If all nodes would be rational and would modify their tip selection accordingly, we would not be able to make any progress in the voting as no new messages would arrive that would approve the conflicts and drive the system to a conclusion.
The reason why honest messages containing valid payloads can not be approved if they are referencing the wrong part of the DAG is because approval always addresses the whole past cone of a message and a message approving two double spends is considered to be invalid.
To solve this problem we introduce different types of parent references that mean different things:
Strong parent: Inherits the branch of the payload of the referenced message and all branches from its past cone.
Weak parent: Inherits the branch of the payload of the referenced message and nothing else.

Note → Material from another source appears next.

PR #1146, opened 2024-04-02
Fix Safari clipping the focus circle on the movable point

jeremywiebe:
## Summary:

We noticed that the focus ring on movable points was being clipped on Safari 17.2.1. This wasn't happening on Safari 16 (older) nor Safari Technology Preview (newer).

Like parent: Inherits the branch of the payload of the referenced message and all branches from its past cone (and if there are conflicting branches in the other parent, then the ones specified in this parent will prevail).
These new reference types now allow nodes to reference other honest messages independently of their location in the DAG.
We have provided the high level specification for a new base layer voting protocol that is purely based on Satoshis Nakamotos ideas and that allows nodes to process transactions completely asynchronously and in real time.
The resulting protocol is not just conceptually very simple, but also has some other desirable properties:
- The protocol is scalable (supports an arbitrary amount of nodes and validators).
- The protocol is robust (it continues to function even if validators suddenly disappear — the only thing we need in order to make decisions is a relative perception of weight).
- The protocol is fast (confirmation times are near real time).
- The protocol is secure (resilient against byzantine attackers).
- The protocol provides crash fault tolerance (nodes that are malfunctioning have a way to catch up)
- The protocol provides immutability (since messages are linked together through hashes, past decisions can not be changed if we assume that the nodes can agree on the correct set of tips).
- The protocol is efficient (it has no unnecessary overhead anywhere in the protocol — it doesn’t even send votes).
- The protocol is maximally censorship resistant (no entity controls write access to the ledger — not even a miner).
- The protocol is flexible (compatible with any kind of sybil protection — e.g. PoW, PoS, dPoS, VDFs, permissioned committees and so on).
While the concepts are very simple from a conceptual point of view, it is still a huge engineering challenge as you have many interdependent layers and levels that have to all work hand in hand.
We had to invent several new data structures and index types that allow us to efficiently manage all of this and run in more-or-less O(1) and we are still optimizing parts of the code base.
I believe that it is reasonable to assume, that the concepts introduced here form the simplest and most efficient voting protocol you could possibly ever build. It is very unlikely that we will ever get better than just adding two hashes to each transaction (I would really be surprised if you could do it with a single one).
But the most efficient voting mechanism is not the most efficient consensus mechanism, yet and we will continue to improve and extend our protocol in the upcoming parts of this series.
We have designed a protocol that allows nodes to directly write to a distributed ledger, without any middle men and simply by sharing transactions with their neighbors.
Each transaction carries a small sticker of a few bytes and nodes can reach consensus simply by looking at the stickers and without having to exchange additional messages.
The protocol is equally robust and secure as Satoshis blockchain and will continue to function even if a very large amount of nodes are taken offline.